While a pediatric cancer diagnosis can obviously impact the child experiencing the disease, psychosocial effects can differentiate how each parent is affected, too, according to a recent Canadian study published in the journal PLOS One.

Previous studies have suggested that the psychosocial impact of a pediatric cancer diagnosis on a parent goes beyond the end of treatment — both from an individual and a relationship-based standpoint.

With no long-term follow-up, the researchers aimed to describe parents’ adjustment — or the psychological distress and relationship satisfaction – following their child’s cancer journey; to describe the perceived impact their child’s cancer had on a couples’ relationship; and to identify to what extent the perceived impact of cancer on the couple was related to both parents’ long-term adjustment.

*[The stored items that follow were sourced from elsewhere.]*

PR #900, opened 2021-10-05
Adjust to CS fixer v3.2 rules

mvorisek:
also unify CI files with https://github.com/atk4/ui/pull/1675


src/Model.php
```diff
@@ -1382,7 +1382,7 @@ public function saveAndUnload(array $data = [])
      */
     public function withPersistence(Persistence $persistence, $id = null, string $class = null)
     {
-        $class = $class ?? static::class;
+        $class ??= static::class;
```
DarkSide666, line 1385: This is new syntax, right? Never noticed it before.

DarkSide666 (approved):

src/Model.php
mvorisek: shorthand by php, needed for default cs fixer config

PR #909, opened 2021-10-22
Fix table name source with Join

samsouthardjr:


mvorisek:
Code to reproduce:

```
<?php

use \Atk4\Data\Model;

require 'vendor/autoload.php';

class Par extends Model
{
    public $table = 'parent';
    
    {
        parent::init();
        $this->addField('name');
        $this->hasMany('children', ['model' => [Child::class]]);
    }
}

class Child extends Model
{
    public $table = 'child';
    
    {
        parent::init();
        $j = $this->join('jointable');
        $j->hasOne('parent_id', ['model' => [Par::class]]);
    }
}


$a = new App();

$p = new Par($a->db);
$e = $p->createEntity();
$e->save(['name' => 'foo']);
$e2 = $e->ref('children')->createEntity();
$e2->save();
$e->ref('children')->action('delete')->execute();
```

samsouthardjr:
> Code to reproduce:

Due to the join, the execute example is bad -- it will still produce an error.  A better example is:

```
foreach ($e->ref('children') as $c) {
    $c->delete();
}
```

src/Persistence/Sql/Query.php
```diff
@@ -279,9 +279,15 @@ protected function _render_table($add_alias = true): ?string
...
     }
+    
+    /**
+     * @var boolean $deAliasMainTable   Should we de-alias the main table in [where] and [having] clauses?
+     */
+    private $deAliasMainTable = false;
 
     protected function _render_table_noalias(): ?string
     {
+        $this->deAliasMainTable = true;
```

“It was important to conduct this research in order to extend our examination of psychosocial status and relationship adjustment of parents of children with cancer into the survivorship period,” study author Willow Burns, Ph.D., assistant professor at Bishop's University, said in an interview with CURE.

The study surveyed 103 sets of parents whose child was a survivor (at least five years after their initial diagnosis) of acute lymphoblastic leukemia (ALL).

“The study was also the first to examine dyadic adjustment and relationship change experiences of parents of childhood ALL survivors using an interdependence model,” said Burns.

Parents’ distress levels were normal, according to the researchers. General distress occurred in 6.8 percent of mothers and 7.8 percent of fathers, and depression in 2.9 percent and 6.8 percent, respectively. In addition, somatization — meaning the occurrence of medical issues with no known cause – occurred in 13.6 percent and 9.7 percent of mothers and fathers, and relationship distress in 21.4 percent and 20.4 percent, respectively.

Both parents typically agreed on their reported relationship satisfaction, as well as the perceived nature of relationship changes following their child’s illness.

According to dyadic analyses (a type of social network in which there are two individuals that are linked), mothers’ adjustment was related to their own perceived relationship changes, whereas fathers’ adjustment was primarily related to their partner’s perceptions.

“Overall, parents of childhood ALL survivors were well-adjusted, with only a small subgroup reporting clinical distress during the survivorship period,” Burns said. “We also found that mothers’ adjustment was only related to her own perceptions of changes in relationship dynamics, while fathers’ adjustment was related to both their own perceptions and those of their partner.”

Men and women tend to handle stress differently, and that can account for the difference in distress levels between men and women, according to the researchers.

“It is possible that the different rates of psychosocial and relationship distress among mothers and fathers reflects differences in how they cope with their child’s illness,” Burns added. “Generally, mothers tend to turn to others for social support, whereas fathers tend to turn to their partner for support,”

Moving forward, findings from this research point toward the value of psychosocial interventions not only for children facing the disease, but for their parents or caregivers, too.

“Our findings highlight the importance of providing parents with routine assessment of their psychosocial status, both during their child’s cancer treatment and during the survivorship period,” Burns said. “Providing couples-based support programs may assist partners in addressing their individual and interpersonal difficulties and may promote stronger long-term relationship satisfaction and psychosocial well-being for these parents.”